Segment Open

PR #2332, opened 2026-03-25
Adds F_UPPER_BOUND, F_LOWER_BOUND and F_LEN_ARRAY FB definitions

MartinMelikMerkumians:
This is the IDE commit to provide F_UPPER_BOUND, F_LOWER_BOUND and F_LEN_ARRAY functionality as FBs


azoitl (commented):
Should we provide a default value for the dimension so that users that want to work with 1 dimensional arrays do not need to set a value. I think this is the main use case and would make the usage of the block much easier.

MartinMelikMerkumians:
That's a very good idea and I absolutely agree, I will set it to 1 (after I checked with the standard that 1 is correct)

azoitl (approved):

franz-hoepfinger-4diac:
F_LEN_ARRAY needs a FORTE FB right ? 
AND: should it have a IN only not a IN_OUT, to be same Interface as F_UPPER_BOUND, F_LOWER_BOUND ? 
(make it dual-use ? )

The Package Name is wrong, so it must be touched anyway ... 

https://github.com/eclipse-4diac/4diac-ide/pull/2379

PR #2334, opened 2026-03-26
Copy type didn't consider unloadable types.

azoitl:


plugins/org.eclipse.fordiac.ide.model/src/org/eclipse/fordiac/ide/model/typelibrary/impl/AbstractTypeEntryImpl.java
```diff
@@ -372,8 +372,10 @@ private LibraryElement loadType() {
 	@Override
 	public LibraryElement copyType() {
 		final LibraryElement copy = EcoreUtil.copy(getType());
-		encloseInResource(copy);
-		copy.setTypeEntry(this);
+		if (copy != null) {
```
mx990, line 375: `getType()` no longer returns `null` when the type cannot be loaded.

azoitl: Ah thx for letting me know. missed that the error type creation is now inside getType.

Segment Closed

** What is required **
In the data above, find each line that uses the string "LibraryElement". Copy it.

** Answer for this exercise **
@@ -372,8 +372,10 @@ private LibraryElement loadType() {
 	public LibraryElement copyType() {
 		final LibraryElement copy = EcoreUtil.copy(getType());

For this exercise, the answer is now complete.